Finlândia abandona experiência com Rendimento Básico Universal e parte para outra

Governo finlandês não quis alargar o projecto-piloto iniciado em 2017 e está agora a estudar alternativas.

Finlândia Rendimento Básico Universal
Foto de Teodor Drobota via Unsplash

A inovadora experiência social começou em Janeiro de 2017; nesta altura, o Governo finlandês selecionou uma amostra de dois mil desempregados de longa-duração entre os 25 e os 58 anos e atribuiu-lhes um subsídio mensal de 560 euros, livres de impostos, sem qualquer obrigatoriedade, nem condição – os escolhidos não precisavam de procurar emprego para garantir o subsídio (como, por cá, acontece com o subsídio de desemprego); nem perdiam acesso a esta quantia depois de encontrarem ocupação profissional. Assim nascia a primeira experiência em solo europeu do Rendimento Básico Universal.

Agora, cerca de dois anos depois, e numa altura em que o sistema de Segurança Social finlandês apoiava a extensão da medida a um leque mais alargado de cidadãos – abrangendo também aqueles que estão no activo –, algo que custaria entre 40 e 70 milhões ao erário público, a resposta do Governo central foi negativa e não se ficou por aí.

Para além de rejeitar a proposta de alargamento da experiência, o executivo finlandês anunciou mesmo o fim das transferências para aquele grupo-piloto. O objectivo não é desistir da problemática subjacente, a desigualdade de riqueza, mas antes testar novas abordagens à questão.

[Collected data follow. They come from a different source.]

PR #754, opened 2018-10-25
Added unit tests for TextBufferIssueTracker

duncanp-sonar:
Related to #752

### DIFF
--- a/src/Integration.Vsix/SonarLintTagger/TextBufferIssueTracker.cs
+++ b/src/Integration.Vsix/SonarLintTagger/TextBufferIssueTracker.cs
@@ -89,6 +89,8 @@ namespace SonarLint.VisualStudio.Integration.Vsix
             var projectName = this.ProjectItem?.ContainingProject.Name ?? "{none}";
             this.Factory = new SnapshotFactory(new IssuesSnapshot(projectName, this.FilePath, 0,
                 new List<IssueMarker>()));
+
+            document.FileActionOccurred += FileActionOccurred;
         }
 
         public void AddTagger(IssueTagger tagger)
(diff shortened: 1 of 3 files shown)


src/Integration.Vsix/SonarLintTagger/TextBufferIssueTracker.cs
```diff
@@ -89,6 +89,8 @@ internal sealed class TextBufferIssueTracker : IIssueConsumer
             var projectName = this.ProjectItem?.ContainingProject.Name ?? "{none}";
             this.Factory = new SnapshotFactory(new IssuesSnapshot(projectName, this.FilePath, 0,
                 new List<IssueMarker>()));
+
+            document.FileActionOccurred += FileActionOccurred;
```
duncanp-sonar: Minor product change to fix a bug around file renaming - we need to start listening to file change events immediately to pick up file renames...

src/Integration.Vsix/SonarLintTagger/TextBufferIssueTracker.cs
```diff
@@ -133,8 +134,13 @@ private void FileActionOccurred(object sender, TextDocumentFileActionEventArgs e
             {
                 FilePath = e.FilePath;
                 ProjectItem = dte.Solution.FindProjectItem(this.FilePath);
+
+                // Update and publish a new snapshow with the existing issues so 
+                // that the name change propagates to items in the error list
+                RefreshIssues();
```
duncanp-sonar: ... and if a file name occurs we need to re-publish the data to the Error List (otherwise the issues will still show the old file name and double-clicking on an error won't navigate to the error).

O facto de a amostra ser relativamente curta – dois mil pessoas num país com 5 milhões – e da experiência ter decorrido apenas durante dois anos não permite tirar grandes conclusões e essa é, de resto, a crítica feita por um dos investigadores envolvidos, Olli Kangas, no processo à decisão anunciada. Já Petteri Orpo, presidente do Partido Coligação Nacional – partido de índole económica conservadora, filiado finlandês do Partido Popular Europeu – e Ministro das Finanças do pequeno país nórdico, falou sobre o assunto com um órgão de comunicação social, o Hufvudstadsbladet, anunciando que estão a ser estudadas outras medidas no mesmo comprimento de onda. Uma das estratégias mencionadas passa pela criação de um sistema de crédito universal acessível a qualquer pessoal, tal como o Reino Unido procura introduzir.

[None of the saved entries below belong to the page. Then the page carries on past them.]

PR #756, opened 2018-10-26
Connected mode does not work with multiple developers if anonymous access is disabled

### LINKED ISSUE #726: Connected mode does not work with multiple developers if anonymous access is disabled
### Description

SonarLint Connected Mode does not work well in team scenarios if the bound server does not all anonymous access to a project. Everything works for the first developer who sets up the binding, but team members who try to then open the solution will get an error saying the bound project could not be found (unless they have previous connected to the same server so their credentials have already been cached).

This issue is a blocker for using Connected Mode if anonymous access is disabled.

See #722

### Repro steps

1. Developer _A_ binds a solution to a SonarQube server that does not allow anonymous access.
2. _A_ is prompted for his credentials, completes the binding, and checks in the _.sonarlint_ binding files.
3. Developer _B_ fetches the latest version of the code and opens the solution

### Expected behavior

_B_ is prompted for credentials if he has not previously connected to that server

### Actual behavior

_B_ is not prompted and the binding fails with a misleading error:

image

### Known workarounds
See #722 

### Related information
* SonarLint for VS Version: all

valhristov:
Fix #726

### DIFF
--- a/src/Integration/Resources/Strings.resx
+++ b/src/Integration/Resources/Strings.resx
@@ -312,7 +312,7 @@ ocalization note: '[try again]()' is a special markup used to translate the text
     <comment>Exception message</comment>
   </data>
   <data name="BoundProjectNotFound" xml:space="preserve">
-    <value>Bound project with key '{0}' was not found on the connected server. Select a new SonarQube project and bind to it.</value>
+    <value>Bound project with key '{0}' was not found on the connected server. Select a new SonarQube project and bind to it, or [use different login]() that has access to the desired project.</value>
     <comment>Team explorer error message when a persisted bound project is not found. {0} - SonarQube project key.</comment>
   </data>
   <data name="ConnectingToSonarQubePrefixMessageFormat" xml:space="preserve">
--- a/src/Integration/TeamExplorer/SectionController.cs
+++ b/src/Integration/TeamExplorer/SectionController.cs
@@ -201,6 +201,7 @@ namespace SonarLint.VisualStudio.Integration.TeamExplorer
             get;
             private set;
         }
+        public ICommand ReconnectCommand { get; private set; }
 
         public ICommand<ConnectionInformation> RefreshCommand
         {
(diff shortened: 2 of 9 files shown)


src/Integration/Resources/Strings.resx
```diff
@@ -312,7 +312,7 @@ ocalization note: '[try again]()' is a special markup used to translate the text
     <comment>Exception message</comment>
   </data>
   <data name="BoundProjectNotFound" xml:space="preserve">
-    <value>Bound project with key '{0}' was not found on the connected server. Select a new SonarQube project and bind to it.</value>
+    <value>Bound project with key '{0}' was not found on the connected server. Select a new SonarQube project and bind to it, or [use different login]() that has access to the desired project.</value>
```
duncanp-sonar: "_use a different login_"


Suggested tweaking for the existing wording:

_Bound project with key '{0}' was not found on the connected server. Select a different SonarQube project, or [use a different login]() that has access to the desired project._

src/Integration/TeamExplorer/SectionController.cs
```diff
@@ -259,6 +260,12 @@ private void InitializeProvidedCommands()
             this.ToggleShowAllProjectsCommand = new RelayCommand<ServerViewModel>(this.ToggleShowAllProjects, this.CanToggleShowAllProjects);
             this.BrowseToUrlCommand = new RelayCommand<string>(this.ExecBrowseToUrl, this.CanExecBrowseToUrl);
             this.BrowseToProjectDashboardCommand = new RelayCommand<ProjectViewModel>(this.ExecBrowseToProjectDashboard, this.CanExecBrowseToProjectDashboard);
+            this.ReconnectCommand = new RelayCommand(() =>
```
duncanp-sonar: Should this new command also be referenced in the _CleanProvidedCommands_ method below?

valhristov: I don't think it is required. The `ConnectCommand, RefreshCommand and BindCommand` are all coming from different controllers (classes) and I suppose the references are cleaned to prevent memory leaks. For example the DisconnectCommand is not cleaned there...

valhristov: Perhaps the whole `Clean` method is not needed... The class instances that contain the commands are created internally and there is nothing that would keep references... I don't know, it is difficult to see what are the possible implications.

A ideia da experiência conduzida durante dois anos era perceber como evoluiria a vida de cada beneficiário do rendimento. Ao contrário das expectativas criadas globalmente, sempre foi claro para os responsáveis do projecto que não obteriam conclusões sobre o Rendimento Básico Universal por ter uma amostra tão pequena e específica, podendo apenas tirar pequenas mas poderosas conclusões.

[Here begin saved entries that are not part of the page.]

PR #759, opened 2018-10-29
Save credentials on successful connection

valhristov:


src/Integration/Connection/ConnectionWorkflow.cs
```diff
@@ -165,6 +168,10 @@ private void OnProjectsChanged(ConnectionInformation connection, IEnumerable<Son
 
                 this.ConnectedServer = connection;
 
+                var creds = new Credential(connection.UserName, connection.Password.ToUnsecureString());
+                var credentials = new SecretStore(SolutionBindingSerializer.StoreNamespace);
+                credentials.WriteCredentials(connection.ServerUri, creds);
+
```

Em termos globais e depois desta primeira iniciativa, o RBU ou RBI (de “I” de Incondicional), tem ganho cada vez mais adeptos. Entre eles estão líderes de tecnológicas, que o vêm como indispensável perante o avanço da automação, como Elon Musk e Mark Zuckerberg, políticos de tendência progressistas como Bernie Sanders, entre outros. Por outro lado, as dúvidas sobre as consequências inerentes a dar dinheiro às pessoas continuam a dominar a agenda. Muitos questionam a sustentabilidade da medida, afirmando que teria de ser compensada com uma alta subida de impostos. Neste ponto, um editorial do The Guardian, deixa uma interessante mas provocadora ideia de se taxar as empresas universais – como as gigantes tecnológicas –, de modo a gerar o Rendimento Universal necessário.